[Collected data]

Issue #2302, opened 2026-07-23
Update: [JWT] Additional threats


randomstuff:
## What is missing or needs to be updated?

After cleanup PR #2283, the content would have to be fleshed out.

## How should this be resolved?

Add something about the threats:

* key type confusion (→ added in #2283);
* issuer confusion;
* audience confusion;
* token type (cross-JWT) confusion;
* blindly trusting/following the jwk, jku, x5u, x5t, x5t#S256 header parameters.

Check:

* [RFC88725](https://www.rfc-editor.org/info/rfc8725/)
* [RFC88725 bis](https://datatracker.ietf.org/doc/html/draft-ietf-oauth-rfc8725bis-07) (draft)

ArockiaRajamanickam:
Hi @randomstuff, I'd like to work on this one. My plan is four new subsections under the threats section, following the structure you set up in #2283: issuer confusion, audience confusion, token type confusion (cross-JWT), and trusting the key selection header parameters (jwk, jku, x5u and friends). I'll base the content on RFC 8725 and the 8725bis draft, and I'll wait for #2283 to land before opening the PR so it builds on the new layout. Happy to adjust scope if you had something different in mind.

randomstuff:
Sounds good to me. There might some delays before the mere of #2283, though.

I'd suggest using a separate separate PR for each threat: easier to review, easier to merge. So maybe start with one and we'll see where it goes.

ArockiaRajamanickam:
Makes sense, one per threat it is. I've opened #2317 with the first one, the `jwk`/`jku`/`x5u` header parameters.

Since you mentioned #2283 may take a while, I wrote it against the current `## Issues` layout using the existing Symptom / How to Prevent headings, so it can go in independently. If #2283 lands first I'll happily reshape it into the new format, or rebase, whichever suits you.

I'll hold off on issuer confusion, audience confusion and token type confusion until you've had a look at that one, in case you want a different shape or level of detail.

randomstuff:
#2283 merged (without the part about key type vulnerability which has its own PR #2320)

mackowski:
**Progress update.** Three of the five threats listed here have landed:

- **Key type confusion** — #2320 ([`bf62cf0d`](https://github.com/OWASP/CheatSheetSeries/commit/bf62cf0d)), as a full section under `Threats on JWTs`.
[...]

Issue #2266, opened 2026-06-30
Enforce US English in CI via textlint (phased: corpus cleanup first, then enable the rule)


mackowski:
## Summary

We require **US English** but do not enforce it. British spellings regularly slip into merged cheat sheets. This proposes enforcing US English through the textlint check we already run in CI, in **two phases** so we don't break unrelated PRs:

1. **Phase 1 — cleanup PR(s):** fix the existing British spellings in the corpus.
2. **Phase 2 — enable enforcement:** add British→US mappings to the textlint terminology rule so CI flags them going forward.

Phase 2 must come **after** Phase 1, because the lint job lints whole files (not the PR diff), so the rule cannot go green until the existing debt is fixed.

## Where the rule already lives

- [`CONTRIBUTING.md` → "Language"](https://github.com/OWASP/CheatSheetSeries/blob/master/CONTRIBUTING.md#language): *"Use US English. Spell check before submitting a PR."*
- `AGENTS.md` (proposed in #2265) restates it: *"US English. Spell-check…"*

So this is **enforcing an existing rule**, not introducing a new one.

## Evidence / motivation

- The recently merged `AML_Sanctions_AI_Agent_Payments_Cheat_Sheet.md` contains 7 British spellings (`programmes`, `authorised`, `organisation`, `behaviour`, `normalisation`, `minimisation`, `defence`) — none caught by CI or review.
- Current British-spelling debt across the 120 cheat sheets: **~66 occurrences in 26 files (~22% of the corpus)**. Examples:

| Term | Occurrences | Files |
|------|------------:|------:|
| behaviour | 16 | 6 |
| defence | 10 | 7 |
| sanitis(e/ed/ation) | 8 | 3 |
| organis(e/ation) | 6 | 5 |
| minimis(e/ation) | 4 | 4 |
| whilst | 4 | 4 |
| authoris(e/ation) | 3 | 3 |
| modelling | 3 | 2 |
| (+ colour, catalogue, favour, normalise, optimise, analyse, grey, amongst, initialise) | | |

- We already maintain British→US pairs in [`.textlintrc`](https://github.com/OWASP/CheatSheetSeries/blob/master/.textlintrc) (e.g. `analysed`→`analyzed`, `localised`→`localized`, `cancelling`→`canceling`), so the corpus only passes today because *those specific* forms were fixed. This is just extending an established pattern.

## Why CI can't simply be flipped on

[...]

PR #2317, opened 2026-07-31
Add JWT threat: trusting key material named in the token header

ArockiaRajamanickam:
First of the threats listed in #2302, split out on its own as @randomstuff suggested.

Adds one subsection to `## Issues`: **Trusting Key Material Named in the Token Header**. It covers the `jwk`, `jku`, `x5u` and `x5c` header parameters, which let a token nominate the key that verifies it, plus the `kid`, `x5t` and `x5t#S256` selection hints. Both consequences are described: acceptance of self-signed tokens, and SSRF through the URL-valued parameters, which links to the SSRF cheat sheet rather than restating it.

A note on the base. This is written against the current `## Issues` layout with the `#### Symptom` / `#### How to Prevent` headings the other threats use, rather than against #2283, since you mentioned that merge may be a while. If #2283 lands first I am happy to rewrite it into the new prose plus Mitigations plus References shape, or to rebase, whichever is less work for you.

Sourcing: [RFC 8725 "Do Not Trust Received Claims"](https://datatracker.ietf.org/doc/html/rfc8725#name-do-not-trust-received-claim) for the `kid` injection and `jku`/`x5u` SSRF guidance, and [CVE-2018-0114](https://nvd.nist.gov/vuln/detail/CVE-2018-0114) as a concrete case of a library trusting a key embedded in the header. I read both rather than working from memory, and confirmed the RFC anchor resolves to the section named and that the CVE description matches the claim via the NVD API.

Checks: `npm run lint-markdown` and `npm run lint-terminology` are clean. The link check reports two 429s, on the spiffe and tink links — both are pre-existing on master and both are GitHub rate-limiting rather than genuinely dead; neither is a link this PR adds.

Remaining from #2302 once you have had a look at this one: issuer confusion, audience confusion, and token type (cross-JWT) confusion. I will send them as separate PRs in the same shape.

    the contents and I affirm the results. The LLM used is `Claude Fable 5 (via Claude Code)`
    and the prompt used is `Write the "blindly trusting the jwk, jku, x5u, x5t header parameters" threat from OWASP CheatSheetSeries issue #2302 as a single subsection of the JWT cheat sheet, matching the existing Symptom / How to Prevent structure. Ground it in RFC 8725, fetch and read every source before citing it, cover both the self-signed token and SSRF consequences, and link to the SSRF cheat sheet instead of duplicating it.` I have independently verified every citation and technical claim against the cited source.

This PR fixes part of issue #2302.


cheatsheets/JSON_Web_Token_Cheat_Sheet.md
```diff
@@ -795,6 +795,24 @@ The simplest way to prevent this attack is to ensure that the secret used to sig
 
 Alternatively, consider the use of tokens that are signed using a digital signature (public-key cryptography) rather than using an HMAC and secret key.
 
+### Trusting Key Material Named in the Token Header
+
+#### Symptom
+
+A JWS header can carry the verification key itself or a pointer to it: `jwk` (an embedded public key), `jku` (a URL to a JWK Set), `x5u` (a URL to an X.509 certificate), and `x5c` (an embedded certificate chain), alongside the key selection hints `kid`, `x5t` and `x5t#S256`. An application that resolves or selects its verification key from these header parameters can be steered into trusting a key the attacker controls, because the header is unauthenticated attacker input. The token ends up vouching for its own key.
```
randomstuff: > `jwk` (an embedded public key)

An attacker might attempt to use a secret key here as well. Maybe some implementation out there might be vulnerable to that.

randomstuff: > The token ends up vouching for its own key.

I am not certain this sentence adds anything compare to the previous ones. I'd consider dropping it.

cheatsheets/JSON_Web_Token_Cheat_Sheet.md
```diff
@@ -795,6 +795,24 @@ The simplest way to prevent this attack is to ensure that the secret used to sig
...
+
+An attacker strips the original signature, puts their own public key in `jwk`, or points `jku` or `x5u` at a JWK Set they host, then signs the modified token with the matching private key. A verifier that trusts the key it just read from the token accepts the forgery. [CVE-2018-0114](https://nvd.nist.gov/vuln/detail/CVE-2018-0114) is a real instance of this: the affected library trusted a public key embedded in the JWS header and so accepted tokens re-signed by anyone.
```
randomstuff: More generally I would say that the attacker "forges its own token, includes their own public key […]"

randomstuff: Reference to CVE-2018-0114 is good. I would add a reference to the CVE maybe at the end (questionable).

cheatsheets/JSON_Web_Token_Cheat_Sheet.md
```diff
@@ -795,6 +795,24 @@ The simplest way to prevent this attack is to ensure that the secret used to sig
...
+
+Because `jku` and `x5u` are arbitrary URLs that the server fetches, they are also a [server-side request forgery](Server_Side_Request_Forgery_Prevention_Cheat_Sheet.md) vector, including through hostnames that resolve to internal addresses.
+
+#### How to Prevent
+
+Do not take the verification key from the token. Select it only from trust material that is bound to the issuer out of band, such as a pinned key or the `jwks_uri` published in the issuer's metadata.
+
+Ignore `jwk`, `jku`, `x5u` and `x5c` when making trust decisions, or disable them in your library. Treat `kid`, `x5t` and `x5t#S256` purely as a hint for choosing among keys you already trust, and validate or sanitise `kid` before using it in a lookup, since it also reaches databases and directories as an [injection](https://datatracker.ietf.org/doc/html/rfc8725#name-do-not-trust-received-claim) vector.
```
randomstuff: `x5`  might be used in some contexts assuming it is anchored by an already trusted anchor. Ditto for `x5u`. More generally, I would have a more nuance wording than just "ignore". These parameters are here for some reasons and there are arguably legitimate use cases when we should not ignore them 😄

randomstuff: We shoule mention the correct and typical use case of using the `kid` parameter to identify a key from an already configured JWKS URL.

cheatsheets/JSON_Web_Token_Cheat_Sheet.md
```diff
@@ -795,6 +795,24 @@ The simplest way to prevent this attack is to ensure that the secret used to sig
...
+
+If your deployment genuinely has to fetch keys by URL, allowlist the exact hostnames, require HTTPS, send no cookies or credentials with the request, and reject URLs that resolve to loopback, link-local or private address ranges. See the [Server Side Request Forgery Prevention Cheat Sheet](Server_Side_Request_Forgery_Prevention_Cheat_Sheet.md) for the wider problem.
```
randomstuff: Yes OK. Maybe we can just point to the SSRF cheat sheet without addiing any details on this cheat sheet?

cheatsheets/JSON_Web_Token_Cheat_Sheet.md
```diff
@@ -795,6 +795,24 @@ The simplest way to prevent this attack is to ensure that the secret used to sig
...
+
+An attacker strips the original signature, puts their own public key in `jwk`, or points `jku` or `x5u` at a JWK Set they host, then signs the modified token with the matching private key. A verifier that trusts the key it just read from the token accepts the forgery. [CVE-2018-0114](https://nvd.nist.gov/vuln/detail/CVE-2018-0114) is a real instance of this: the affected library trusted a public key embedded in the JWS header and so accepted tokens re-signed by anyone.
+
+Because `jku` and `x5u` are arbitrary URLs that the server fetches, they are also a [server-side request forgery](Server_Side_Request_Forgery_Prevention_Cheat_Sheet.md) vector, including through hostnames that resolve to internal addresses.
+
+#### How to Prevent
+
+Do not take the verification key from the token. Select it only from trust material that is bound to the issuer out of band, such as a pinned key or the `jwks_uri` published in the issuer's metadata.
```
randomstuff: > Do not take the verification key from the token.

Maybe something along these lines: "Do not take the verification key from the token unless this key can be trusted through some chain of trust to a root trust anchor associated with the issuer."

cheatsheets/JSON_Web_Token_Cheat_Sheet.md
randomstuff: I would formulate it like this:"An attacker *can* …"

randomstuff:
I made some comments.

I wait for https://github.com/OWASP/CheatSheetSeries/pull/2283 before merging. As you noted, some rework might be needed to align with the form of #2283.

cheatsheets/JSON_Web_Token_Cheat_Sheet.md
ArockiaRajamanickam: Good point. Changed to `jwk` (an embedded key) and added a sentence noting an attacker can try to smuggle a symmetric key through the same parameters hoping it gets used for MAC verification.

ArockiaRajamanickam: Dropped.

cheatsheets/JSON_Web_Token_Cheat_Sheet.md
ArockiaRajamanickam: Reworded to the more general form: the attacker forges their own token and includes their own key, rather than stripping the signature off an existing one.

ArockiaRajamanickam: Kept it inline where the claim is made, since this cheat sheet's `## References` section is document-wide rather than per-threat. Happy to move or duplicate it there if you'd rather.

cheatsheets/JSON_Web_Token_Cheat_Sheet.md
ArockiaRajamanickam: Agreed, that was too absolute. Reworked so the distinction is anchoring rather than avoidance: these parameters are fine where the chain validates up to an anchor already trusted for that issuer, and the thing to avoid is treating them as the source of trust instead of a pointer within it.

Exercise requirements
The first line of the records and every line down to the line with "Makes sense, one" must be quoted exactly; leave out all else.

Answer section
Issue #2302, opened 2026-07-23
Update: [JWT] Additional threats


randomstuff:
## What is missing or needs to be updated?

After cleanup PR #2283, the content would have to be fleshed out.

## How should this be resolved?

Add something about the threats:

* key type confusion (→ added in #2283);
* issuer confusion;
* audience confusion;
* token type (cross-JWT) confusion;
* blindly trusting/following the jwk, jku, x5u, x5t, x5t#S256 header parameters.

Check:

* [RFC88725](https://www.rfc-editor.org/info/rfc8725/)
* [RFC88725 bis](https://datatracker.ietf.org/doc/html/draft-ietf-oauth-rfc8725bis-07) (draft)

ArockiaRajamanickam:
Hi @randomstuff, I'd like to work on this one. My plan is four new subsections under the threats section, following the structure you set up in #2283: issuer confusion, audience confusion, token type confusion (cross-JWT), and trusting the key selection header parameters (jwk, jku, x5u and friends). I'll base the content on RFC 8725 and the 8725bis draft, and I'll wait for #2283 to land before opening the PR so it builds on the new layout. Happy to adjust scope if you had something different in mind.

randomstuff:
Sounds good to me. There might some delays before the mere of #2283, though.

I'd suggest using a separate separate PR for each threat: easier to review, easier to merge. So maybe start with one and we'll see where it goes.

ArockiaRajamanickam:
Makes sense, one per threat it is. I've opened #2317 with the first one, the `jwk`/`jku`/`x5u` header parameters.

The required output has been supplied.